If you don’t know what types of minerals and nutrients are in your soil and whether they are in the form your plants can take up, how do you know which types of nutrients to add to your soil? You don’t. So go ahead and find out what your soil really needs by taking a sample to a lab for testing.

How can I make sure my plants get plenty of calcium they can actually use?
There are few things you can do in order to make sure your soil has enough calcium for your plants.

Maintain your soil pH around 6.5. If you have acidic soil in your garden, add some lime. It’s full of calcium and increases the ratio of calcium to other competitive ions making it more available for your plants.

If your soil is alkaline like mine in California you don’t want to add lime.
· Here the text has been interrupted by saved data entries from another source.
PR #3112, opened 2021-06-16
fix(serverlesshub): reduce logging noise

chrismaree:
**Motivation**

The most recent changes to the serverless hub made the logs **very** noisy. This PR reduces the noise by moving where logs are produced and opting for a more aggregate logging approach.

Before this PR: 
image

After this PR the logs are far more redacted: 
image

### DIFF
--- a/packages/serverless-orchestration/src/ServerlessHub.js
+++ b/packages/serverless-orchestration/src/ServerlessHub.js
@@ -121,8 +121,8 @@ hub.post("/", async (req, res) => {
 
       // Store block number data for this chain ID which we'll use to update the GCP cache later.
       blockNumbersForChain[chainId] = {
-        lastQueriedBlockNumber,
-        latestBlockNumber,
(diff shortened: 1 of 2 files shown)


packages/serverless-orchestration/src/ServerlessHub.js
```diff
@@ -121,17 +121,16 @@ hub.post("/", async (req, res) => {
 
       // Store block number data for this chain ID which we'll use to update the GCP cache later.
       blockNumbersForChain[chainId] = {
-        lastQueriedBlockNumber,
-        latestBlockNumber,
+        lastQueriedBlockNumber: Number(lastQueriedBlockNumber),
```
chrismaree, line 124: this type was sometimes a string when I tested it. thought it best to ensure it's a number. @nicholaspai let me know if you have a problem with this

nicholaspai (approved):
LGTM this is a nice consolidation

PR #3118, opened 2021-06-16
feat(core): add custom fee set by deployer for LSP

mrice32:
**Motivation**

We want deployers of the LSP contract to be able to incentivize price proposers.

**Summary**

Add a customizable proposal reward that deployers can preload into the contract.

**Testing**

- [x]  New unit tests created
- [ ]  Untested

**Issue(s)**

N/A

### DIFF
--- a/packages/core/contracts/financial-templates/contract-for-difference/ContractForDifference.sol
+++ b/packages/core/contracts/financial-templates/contract-for-difference/ContractForDifference.sol
@@ -110,6 +110,7 @@ contract ContractForDifference is Testable, Lockable {
      * @param _financialProductLibrary Contract providing settlement payout logic.
      * @param _customAncillaryData Custom ancillary data to be passed along with the price request. If not needed, this
      *                             should be left as a 0-length bytes array.
+     * @param _prepaidProposerReward Preloaded reward to incentivize settlement price proposals.
      * @param _timerAddress Contract that stores the current time in a testing environment. Set to 0x0 in production.
      */
     constructor(
--- a/packages/core/contracts/financial-templates/contract-for-difference/ContractForDifference.sol
+++ b/packages/core/contracts/financial-templates/contract-for-difference/ContractForDifference.sol
@@ -63,6 +63,8 @@ contract ContractForDifference is Testable, Lockable {
 
     bytes public customAncillaryData;
 
+    uint256 prepaidProposerReward;
+
     /****************************************
      *                EVENTS                *
      ****************************************/
@@ -120,6 +122,7 @@ contract ContractForDifference is Testable, Lockable {
         FinderInterface _finder,
         ContractForDifferenceFinancialProductLibrary _financialProductLibrary,
         bytes memory _customAncillaryData,
+        uint256 _prepaidProposerReward,
         address _timerAddress
     ) Testable(_timerAddress) {
         finder = _finder;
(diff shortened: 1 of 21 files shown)


packages/core/contracts/financial-templates/contract-for-difference/ContractForDiffrenceCreator.sol
```diff
@@ -99,9 +104,14 @@ contract ContractForDifferenceCreator is Testable, Lockable {
                 finder,
                 financialProductLibrary,
                 customAncillaryData,
+                prepaidProposerReward,
                 timerAddress
             );
 
+        // Move prepaid proposer reward from the deployer to the newly deployed contract.
+        if (prepaidProposerReward > 0)
+            collateralToken.safeTransferFrom(msg.sender, address(cfd), prepaidProposerReward);
```
chrismaree, line 113: nit: you might as well put this below the typecasting of the `address(cfd)` to avoid the extra casting.

packages/core/contracts/financial-templates/contract-for-difference/ContractForDifference.sol
```diff
@@ -145,6 +149,7 @@ contract ContractForDifference is Testable, Lockable {
             "Ancillary Data too long"
         );
         customAncillaryData = _customAncillaryData;
+        prepaidProposerReward = _prepaidProposerReward;
```
chrismaree, line 152: if this contract is created directly (not via the factory) it is possible to make settlement revert if the LSP does not have the balance of the reward to pay on the `_requestOraclePriceExpiration()` method.

I don't really think this is an issue because:
1) people will use the factor almost always
2) the contract is not broken in this case as an external EOA can always send enough tokens to the contract to let settlement continue.

chrismaree (approved):
LGTM!

packages/core/contracts/financial-templates/contract-for-difference/ContractForDifference.sol
mrice32: Yes, yes, and yes :).

Those were my exact thoughts on it. I thought about trying to predict the address and pre-approve the tokens, but the code to predict deployment addresses in solidity is complex. And people should always use the factory. We have a similar issue if someone were to create an EMP without a factory. it would look fine, but when a dispute gets sent, it fails. I think we can make the same assumption here.

packages/core/contracts/financial-templates/long-short-pair/LongShortPair.sol
```diff
@@ -276,8 +281,15 @@ contract LongShortPair is Testable, Lockable {
     function _requestOraclePriceExpiration() internal {
         OptimisticOracleInterface optimisticOracle = _getOptimisticOracle();
 
-        // For now, we add no fees the the OO and set the reward to 0.
-        optimisticOracle.requestPrice(priceIdentifier, expirationTimestamp, customAncillaryData, collateralToken, 0);
+        // Use the prepaidProposerReward as the proposer reward.
+        collateralToken.safeApprove(address(optimisticOracle), prepaidProposerReward);
```
nicholaspai, line 285: Is there any potential savings in checking `prepaidProposerReward > 0` and if not, then no need to call `safeApprove`?

mrice32: Good point! Fixed.

PR #3119, opened 2021-06-17
improve(common): Upgrade hardhat packages

nicholaspai:
**Motivation**

Packages updated with notes on specific features we want included:

- `@nomiclabs/hardhat-etherscan`: [Adds support for verifying polygonscan contracts](https://github.com/nomiclabs/hardhat/releases/tag/hardhat-etherscan-v2.1.3)
- `hardhat`: [Adds Solidity v8 + Berlin support](https://github.com/nomiclabs/hardhat/releases)
- `hardhat-deploy`
- `hardhat-gas-reporter`

**Testing**

- [ ]  New unit tests created
- [X]  Untested


chrismaree (approved):
nice and simple.

mrice32 (approved):
Sweeeet! If this works, this should kill all of our verification issues!

nicholaspai:
> Sweeeet! If this works, this should kill all of our verification issues!

Not mumbai unfortunately

packages/api/src/services/express.ts
```diff
@@ -20,8 +20,6 @@ export default async (config: Config, actions: Actions) => {
   app.use(bodyParser.json({ limit: "1mb" }));
   app.use(bodyParser.urlencoded({ extended: true }));
 
-  app.options("*", cors());
```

Instead add some pelletized gypsum. It’s loaded with calcium and balanced by some sulphur. In theory, it’s pH neutral. In practice, I think it lowers the pH of my soil, which is a good thing. Now my soil will never get all the way down to 6.5, but I simply can’t worry about it. As long as I know my soil has enough calcium and magnesium so my plants grow well and I don’t see any blossom end rot, I’m happy.
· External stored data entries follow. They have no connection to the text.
PR #3120, opened 2021-06-17
feat(hardhat-deploy-scripts): add hardhat deploy scripts for LSP on test nets

chrismaree:
**Motivation**

In setting up the LSP on testnets we require some scripts to deploy the LSP and the associated libraries.

**Summary**

Two deployment scripts.

**Testing**

- [ ]  New unit tests created
- [ ]  Untested


packages/core/deploy/027_deploy_long_short_pair_creator.js
```diff
@@ -0,0 +1,20 @@
...
+
+  const { deployer } = await getNamedAccounts();
+
+  const Finder = await deployments.get("Finder");
+  const TokenFactory = await deployments.get("TokenFactory");
+  const Timer = await deployments.getOrNull("Timer");
+
+  await deploy("LongShortPairCreator", {
+    from: deployer,
+    args: [Finder.address, TokenFactory.address, Timer.address || ZERO_ADDRESS],
```
mrice32, line 14: Won't this break?

If `Timer` is null, won't we get an error when trying to access `null.address`?

```
> null.address
Uncaught TypeError: Cannot read property 'address' of null
```

If you look in some of the other files, we do it slightly differently to avoid this issue:
```js
const Timer = (await deployments.getOrNull("Timer")) || { address: ZERO_ADDRESS };

...
args: [Finder.address, TokenFactory.address, Timer.address],
...
```

packages/core/deploy/028_deploy_long_shor_pair_library.js
```diff
@@ -0,0 +1,13 @@
+const func = async function (hre) {
+  const { deployments, getNamedAccounts } = hre;
+  const { deploy } = deployments;
+
+  const { deployer } = await getNamedAccounts();
+
+  await deploy("BinaryOptionLongShortPairFinancialProductLibrary", { from: deployer, log: true });
+  await deploy("LinearLongShortPairFinancialProductLibrary", { from: deployer, log: true });
+  await deploy("CoveredCallLongShortPairFinancialProductLibrary", { from: deployer, log: true });
+  await deploy("RangeBondLongShortPairFinancialProductLibrary", { from: deployer, log: true });
```
mrice32, line 10: Just out of curiosity, why did we decide to put these all in the same file?

I only ask because we generally have contracts 1:1 with deployment files so that all contracts can be tagged and deployed independently of one another. I'm not strongly opposed to putting these in the same file for brevity, but it also might be nice to replace one or two of these without having to deploy the entire bunch.

mrice32 (commented):
Looks good! Two comments/questions

packages/core/deploy/027_deploy_long_short_pair_creator.js
chrismaree: hhmm. the code example you put there would work fine as you pulling out the address. the code I had won't break per say but it is just undefined and then defaults to the `ZERO_ADDRESS`.

I have changed it to map to the implementation in the other scripts like you described.

packages/core/deploy/028_deploy_long_shor_pair_library.js
chrismaree: main logic was just to deploy them all onto the chain the deployment script is run on.

I do totally see what you are saying about not always needing all of them. that is very true. we could split this file up into multiple `func` that have each lib? Not sure what structure would work best given we need all these libs on mainnet/testnets.

nicholaspai: I'm good with deploying these all within the same network. Two nits:

- this file name has a typo, missing "t" in "shor(t)".
- We should rename file to be "libraries" instead of "library" to make it more obvious what its doing

chrismaree: thanks nick. have fixed both points!

mrice32 (commented):
Only remaining comment is [this](https://github.com/UMAprotocol/protocol/pull/3120#discussion_r655604586)!

packages/core/deploy/028_deploy_long_shor_pair_library.js
chrismaree: I see your point. one contract per file would create 3 additional files, which might be ok but it seems a bit verbose. Otherwise, we could use some flags in the script where it by default will deploy all of them or you could add a param to specify how many you/which ones you want to deploy? however, I know that hardhat does not like unrecognized arguments in the command line. wdyt?

mrice32: There may be ways to organize these deployment files into directories, but overall, I think file bloat isn't a big deal if it makes the deployment experience better.

I agree with your analysis of params -- hardhat doesn't let you add them outside of a task (I think). I also think that params in individual files mean that people have to dig to figure out how to do what they want to do.

Overall, even with bloat, I would argue that 1 file per contract is the best setup for the user.

Thoughts?

mrice32 (commented):
https://github.com/UMAprotocol/protocol/pull/3120#discussion_r657983946

nicholaspai:
@chrismaree before merging, these file names need to be updated given that the latest `deploy` script now uses the prefix `029_x`

packages/core/deploy/028_deploy_long_shor_pair_library.js
chrismaree: I have updated accordingly. LMK what you think

nicholaspai (approved):
LGTM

If you were using chemical fertilizers, which I don’t recommend, I would tell you to use nitrate nitrogen fertilizer, not ammonium nitrogen fertilizer. Excess ammonium ions reduce the uptake of calcium into your plants, contributing to blossom end rot. And no matter what type of fertilizer you use, organic or chemical, don’t over-fertilize tomatoes. You’ll end up with a ton of plant growth and no fruit.
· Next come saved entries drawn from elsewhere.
PR #3121, opened 2021-06-17
fix(common): explicitly require the hardhat etherscan verification plugin

mrice32:
**Motivation**

The [hardhat docs](https://hardhat.org/plugins/nomiclabs-hardhat-etherscan.html) say you need to require the plugin in the config. We don't currently do this in our config.

Right now: `hardhat etherscan-verify` seems to work. However, this command seems to be slightly different from `hardhat verify`, which doesn't work unless the plugin is added to the config.

Not sure why this is this is the case or what the deep differences are, but we should do as recommended and put it in the config.

**Summary**

Added the require to the config.

**Testing**

- [ ]  New unit tests created
- [ ]  Untested

**Issue(s)**

N/A

### DIFF
--- a/packages/common/src/HardhatConfig.js
+++ b/packages/common/src/HardhatConfig.js
@@ -8,6 +8,7 @@ function getHardhatConfig(configOverrides, workingDir = "./") {
   require("hardhat-gas-reporter");
   require("@nomiclabs/hardhat-web3");
   require("hardhat-deploy");
+  require("@nomiclabs/hardhat-etherscan");
 
   // Custom tasks to interact conveniently with smart contracts.
   require("./hardhat/tasks");


nicholaspai:
So `@nomiclabs/hardhat-etherscan` ships as a plugin from the `hardhat` team, while `etherscan-verify` is a plugin that is added with the `hardhat-deploy` package. So this PR will correctly add the `hardhat verify` task

nicholaspai (approved):

mrice32:
> So `@nomiclabs/hardhat-etherscan` ships as a plugin from the `hardhat` team, while `etherscan-verify` is a plugin that is added with the `hardhat-deploy` package. So this PR will correctly add the `hardhat verify` task
> 
> [hardhat-deploy](https://github.com/wighawag/hardhat-deploy#4-hardhat-etherscan-verify)

Ah, very helpful. Thanks for clarifying. So `etherscan-verify` will work for most contracts, but we'll need `verify` for contracts that are deployed by factories since you can manually pass the address and constructor params.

And last but not least, avoid drought stress at all costs. Water at least one inch to one and half inches of water a week. I’d rather check the soil and water when the plant needs it. I find in my area of Central California where it gets above 100℉ for a good part of the summer, I need to water every 3 to 6 days. I water deeply without saturating the soil.

But I’ve never seen blossom end rot in my garden. Why worry?
If you’ve never experienced blossom end rot, that’s great. However, it’s always smart to be aware of what causes it and how to prevent it. Because by implementing the basic soil preparation strategies talked about in this article, your plants will continue to thrive and hopefully you’ll never see blossom end rot in your garden.

And if you do end up experiencing blossom end rot in your garden, you’ll know why it’s occurring and how to deal with it.

Summary…
Just knowing what blossom end rot is helps a great deal if you see it in your garden or a friend’s. By recognizing it, and knowing that a calcium deficiency causes it, you’re miles ahead of the average gardener. Of course, you’ll be able to tell your friend exactly the steps to take so they can get back on the road to ripe juicy tomatoes that look and taste great.

Remember, an ounce of prevention is better than a pound of cure. Keep a bag of lime or gypsum around (based on your soil type) so you can treat your soil to the proper dose regularly. Doing this one thing can help ensure you’ll never see blossom end rot again in your own garden.

Just like a beautiful iceberg, even though your garden appears perfect above the ground, it’s what’s going on under the surface of the soil that really matters. As long as you know how to avoid possible danger lurking beneath the surface, you’ll be able to enjoy the view and the fruits of your labor too.